Issue #37, opened 2011-12-13
Preserving insertion order of keys on JSONObject


mombiela:
Hello,

I know that JSON keys are unordered, but this make the transformation from JSON to XML unreliable, especially if you use xsd validation on the result. I suppose that some other formats are affected too.

I think that preserve the insertion order is a good improvement, with little impact on performance.

It should be as easy as replace java.util.HashMap with java.util.LinkedHashMap on JSONObject.

Thank you very much.
Joan

ygopala:
Is the order of JSON Array [] maintained when we convert from JSON to XML?

PR #329, opened 2017-03-13
To maintain the order of the fields from the input

pradeepcheers:
http://stackoverflow.com/questions/4515676/keep-the-order-of-the-json-keys-during-json-conversion-to-csv

### DIFF
--- a/JSONObject.java
+++ b/JSONObject.java
@@ -155,7 +155,7 @@ public class JSONObject {
      * Construct an empty JSONObject.
      */
     public JSONObject() {
-        this.map = new HashMap<String, Object>();
+        this.map = new LinkedHashMap<String, Object>();
     }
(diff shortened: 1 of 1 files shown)


MinnDevelopment:
This was answered in many ways already but the first I found was #37 
Even the first answer on that thread says that the order of elements in a JSONObject is by definition not given.

erosb:
https://github.com/stleary/JSON-java/pulls?utf8=%E2%9C%93&q=is%3Apr%20is%3Aclosed%20order

https://github.com/stleary/JSON-java/wiki/FAQ

Bad luck :|

stleary:
Thanks for the pull request, but it cannot be accepted. Please see the Wiki page referenced in @erosb 's response.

^^^^^^^^

= WHAT THE TASK ASKS =
Search the records above for "with" and copy every line that has it.

= REPLY TO THE EXERCISE =
I think that preserve the insertion order is a good improvement, with little impact on performance.
It should be as easy as replace java.util.HashMap with java.util.LinkedHashMap on JSONObject.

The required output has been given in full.